Investing

Companies to watch in 2013

Big changes for these five businesses

Expect to see big changes for these five companies to watch in 2013:

Bell Canada (Brent Lewin/Bloomberg via Getty Images)

Bell Canada (Brent Lewin/Bloomberg via Getty Images)

Bell will get its Astral deal

To listen to BCE, you’d think the future of Canadian culture rested on its renewed $3.38-billion bid for Astral Media. In a video released in November on the company’s newly launched website (CanadiansDeserveMore.ca), Bell argued the acquisition— previously blocked by the CRTC—would situate it to fend off “foreign multinationals.” The campaign’s Twitter account, @MoreForCanada, boasted a mere 162 followers by January, but Bell’s nationalist tugs on the CRTC’s heartstrings should pay off regardless. The telecom’s new-found willingness to sell assets will help give the deal higher odds of success, says Maher Yaghi of Desjardins Securities. “This time around, there’s more openness on the side of BCE,” he says. If Ma Bell gets its way, expect earnings per share to go beyond Desjardins’s current forecast of $3.02.

Dollarama (Deborah Baic/The Globe and Mail)

Dollarama (Deborah Baic/The Globe and Mail)

Dollarama will dominate the discount bin

There’s a reason the Montreal-based bargain king’s signs are the colour of money. As Target and Walmart duke it out over mid-level retail in 2013, an unchallenged Dollarama will continue to dominate the discount retail sector, expanding to new locations. Irene Nattel of RBC Capital Markets forecasts that its earnings-per-share price will come close to $3 this year—about as high as the priciest items on a Dollarama shelf (which include headphones and an entire knife rack, FYI).

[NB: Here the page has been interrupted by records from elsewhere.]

PR #33, opened 2021-11-05
Fix map creation on AWS Linux

stanek-michal:
AWS has an old kernel (4.14) where struct bpf_map did not have
the name field. Creating a map with a name caused an error.
Instead, create a map with no name. The maps are pinned to BPF FS
so bpftool should still show the names properly with 'map list'.


nicholasberlin (approved):

fntlnz (approved):

leodido:
This is the reason I like eBPF.

2 ours debugging (in 3-4 persons) and then it resolves to one line change! :D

(Photo by Peter Power/The Globe and Mail)

(Photo by Peter Power/The Globe and Mail)

Loblaw’s spinoff will be a money-spinner

Analysts long have known Loblaw’s biggest asset isn’t found in the produce aisle, but what lies under it—property. So reaction to the announcement last year Loblaw would package about 75% of its properties into one of the country’s largest REITs and sell units of it in a mid-2013 IPO was simply, “What took you so long?” With their predictable revenues making REITs an increasingly popular investor play, TD Securities forecasts the move will net the grocer $670 million in cash, which it will likely use to pay down debt maturing this year.

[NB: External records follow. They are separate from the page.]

PR #35, opened 2021-11-08
tests: BPFTcFilterTests map unpin on teardown

fntlnz:
Since the maps are pinned to the filesystem
the tests might be flaky if the maps are not cleared at every iteration.

This test could be made more pure by non pinning the map. However we
really want to test that behavior as well because we rely on pinning and
non pinned maps could behave differently because they have a different
lifecycle.

### DIFF
--- a/GPL/HostIsolation/TcFilter/BPFTcFilterTests.cpp
+++ b/GPL/HostIsolation/TcFilter/BPFTcFilterTests.cpp
@@ -95,12 +95,20 @@ protected:
 
         m_prog_fd = bpf_program__fd(prog);
     }
+
     virtual void
     TearDown() override
     {
+        struct bpf_map *allowed_ips_map = bpf_object__find_map_by_name(m_obj, "allowed_IPs");
+        bpf_map__unpin(allowed_ips_map, bpf_map__get_pin_path(allowed_ips_map));
+
+        struct bpf_map *allowed_subnets_map = bpf_object__find_map_by_name(m_obj, "allowed_subnets");
+        bpf_map__unpin(allowed_subnets_map, bpf_map__get_pin_path(allowed_subnets_map));
+
         bpf_object__close(m_obj);
         m_prog_fd = -1;
     }
+
     static void
     SetUpTestSuite()
     {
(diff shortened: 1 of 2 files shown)


GPL/HostIsolation/TcFilter/BPFTcFilterTests.cpp
```diff
@@ -95,12 +95,20 @@ class BPFTcFilterTests : public ::testing::Test
 
         m_prog_fd = bpf_program__fd(prog);
     }
+
     virtual void
     TearDown() override
     {
+        struct bpf_map *allowed_ips_map = bpf_object__find_map_by_name(m_obj, "allowed_IPs");
```
fntlnz, line 102: Passing the map name as a string here is done on purpose. We do not want to rely on the userspace loading logic from `libeBPF` here.

GPL/HostIsolation/TcFilter/BPFTcFilterTests.cpp
```diff
@@ -95,12 +95,20 @@ class BPFTcFilterTests : public ::testing::Test
...
+        bpf_map__unpin(allowed_ips_map, bpf_map__get_pin_path(allowed_ips_map));
```
nicholasberlin, line 103: I'm not aware a situation where this could occur, but it looks generally possible for `bpf_object__find_map_by_name` to return `NULL`.

Should probably check for NULL before calling this and line 106.

nicholasberlin: I prefer a test failure, than a test crash. Easier for CI to gather logs, easier to see where things went wrong, don't need a debugger.

leodido (commented):
LGTM 🔥 

Left just a comment

GPL/HostIsolation/TcFilter/BPFTcFilterTests.cpp
fntlnz: I understand the desire, let me send a patch for that !

leodido (approved):
LGTM

stanek-michal (approved):
LGTM

nicholasberlin (approved):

(Deborah Baic/The Globe and Mail)

(Deborah Baic/The Globe and Mail)

Holt Renfrew will lower the price of high style

U.S. high-end retailer Nordstrom is still far from opening its doors in Canada in the fall of 2014, but Holt’s isn’t waiting. Inspired by Nordstrom’s lower-priced Rack shops, which launch north of the border at the same time, Holt’s own relatively down-market spinoff, hr2, will debut in Quebec and Ontario this spring. “By establishing hr2, they’ll be able to extend their brand to a demographic they have not captured before,” says David Gardner of Vision Critical. Despite a name that looks like an HTML fragment, Gardner expects hr2 to add to Holt’s bottom line.

(Fred Lum/The Globe and Mail)

(Fred Lum/The Globe and Mail)

Bombardier’s CSeries will take off

A number of December jet orders should help the company break out of its holding pattern in 2013, among them the US$764-million sale of Bombardier’s CSeries jets to Latvian airline AirBaltic and Delta’s firm US$1.85-billion order for 40 CRJ900 jets. Walter Spracklin of RBC Capital Markets estimates the company’s regional jet segment will hit $1.6 billion in revenue this fiscal year. “But it’s not a high-growth market,” he added. “When there’s a bounce off a trough bottom, you can see a high-percentage gain, but it’s only $350 million in revenue growth.”